United States District Court, D. New Mexico

January 7, 2019




         THIS MATTER comes before the Court upon Defendant's Motion to Dismiss (Doc. 27), filed October 9, 2018, and Supplement to Motion to Dismiss (Doc. 28), filed October 17, 2018 (collectively “Motions to Dismiss”). On October 29, 2018, in accordance with 28 U.S.C. § 636(b)(1)(B), these motions were referred to United States Magistrate Judge Kevin R. Sweazea to conduct any necessary hearings and recommend an ultimate disposition. See Order of Reference, ECF No. 30. Judge Sweazea heard the matter on November 28, 2018, and, having considered the parties' briefing and oral argument, the undersigned recommends that the Court DENY Defendant's Motions to Dismiss.

         Introduction and Background

         This case has its inception in deportation proceedings which commenced in November 2004. The relevant timeline is as follows.
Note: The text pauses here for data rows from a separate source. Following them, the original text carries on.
PR #840, opened 2023-02-01
[0.2] Hotfix - Show delete discount 

wychoong:


alecritson:
Thanks @wychoong Can you target the `0.2` branch please. :)

alecritson:
@wychoong Looks like the UI is a bit off, do you think this should appear in the left column rather than spanning across the whole page?

wychoong:
> @wychoong Looks like the UI is a bit off, do you think this should appear in the left column rather than spanning across the whole page?

image

done. I also moved the Save button to bottom panel to align with other pages. and refactored the bottom panel to a separate component

alecritson (approved):

glennjacobs (approved):

PR #841, opened 2023-02-01
[0.2] Fix/discount by product

wychoong:
issues:
1. discount's conditions checking
     - if cart has coupon but discount doesn't have coupon code won't apply, but discount without code should auto apply
     - minSpend not using correct precision
2. fixedValue discount using hardcoded precision `* 100`
3. small refactor and introduce `checkDiscountConditions` method to allow other discountType to extend

### DIFF
--- a/packages/core/src/DiscountTypes/AbstractDiscountType.php
+++ b/packages/core/src/DiscountTypes/AbstractDiscountType.php
@@ -65,7 +65,7 @@ abstract class AbstractDiscountType implements DiscountTypeInterface
         $cartCoupon = strtoupper($cart->coupon_code ?? null);
         $conditionCoupon = strtoupper($this->discount->coupon ?? null);
 
-        $validCoupon = $conditionCoupon ? ($cartCoupon === $conditionCoupon) : true;
+        $validCoupon = $cartCoupon && $conditionCoupon ? ($cartCoupon === $conditionCoupon) : true;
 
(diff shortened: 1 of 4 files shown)


packages/core/src/DiscountTypes/AbstractDiscountType.php
```diff
@@ -38,4 +40,41 @@ public function markAsUsed(): self
...
+
+    /**
+     * Return the eligible lines for the discount.
+     *
+     * @param  Cart  $cart
+     * @return Illuminate\Support\Collection
+     */
+    protected function getEligibleLines(Cart $cart): Collection
+    {
+        return $cart->lines;
```
alecritson, line 52: Looks like we're just returning the lines here, shouldn't there be some logic in here?

wychoong: no, its intended. This is because the usage in `checkDiscountConditions`.

the purpose is:
`checkDiscountConditions`: default conditions checking whether the discount are applicable (coupon code, min spend, max uses)
`getEligibleLines`: get the eligible lines for the discount

since this class is the base, so this function got no logic.
and using `Discount` type as example, it should be override in the class if it has more logic (brand, product, collection etc)

alecritson: Gotcha, sorry I didn't see it was on the Abstract class 🙈

glennjacobs (approved):

PR #845, opened 2023-02-06
Fix/error when creating discount

ryanmitchell:
This PR fixes an error when creating a discount - as selectedProducts is otherwise not available.


wychoong:
this is covered by #834

PR #847, opened 2023-02-07
[0.2] Hotfix - Discount issues

ryanmitchell:
Theres overlap with PR #841 here but I wanted to push up as conversation on it seems to have stalled.

This fixes up a few issues I've found on discounts:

September 17, 1990: Defendant is convicted of Burglary of a Vehicle (Texas Penal Code 30.04). (Doc. 31-1, pp. 1-2).
October 8, 2004: Defendant is convicted of Sexual Assault (Texas Penal Code 22.011). (Doc. 31-1, pp. 3-4). Shortly after his conviction, Defendant is transferred to an immigration detention facility on the ground that he is subject to removal for being convicted of an aggravated felony for which the term of imprisonment ordered is at least one year. (Doc. 31, p.3).
November 1, 2004: Defendant received a Notice to Appear (“NTA”) and Notice of Rights and Request for Disposition. In the date and time fields for the hearing, the NTA indicates “date to be set” and “time to be set.” (Doc. 31-2, pp. 1-3).
November 9, 2004: Defendant received a Notice of Hearing indicating that the removal hearing was set for November 10, 2004 at 8:30 a.m. (Doc. 31-2, p. 4).
November 10, 2004: Defendant appeared at the November 10, 2004 hearing. The hearing was rescheduled for November 16, 2004 at 10:00 a.m. Defendant received the Notice of Hearing for the November 16, 2004 hearing. (Doc. 31-3, p. 1).
November 11, 2004: Marcela Garcia entered a notice of appearance (as an accredited representative with the United Neighborhood Organization) on behalf of Defendant. Defendant signed the notice of appearance. (Doc. 38, Ex. A).
November 12, 2004: Defendant's burglary conviction was added to Defendant's charges via a document titled Additional Charges of Inadmissibility/Deportability. The document alleges that Defendant is deportable because he has been convicted of two or more crimes involving moral turpitude. (Doc. 31-3, pp. 3-4).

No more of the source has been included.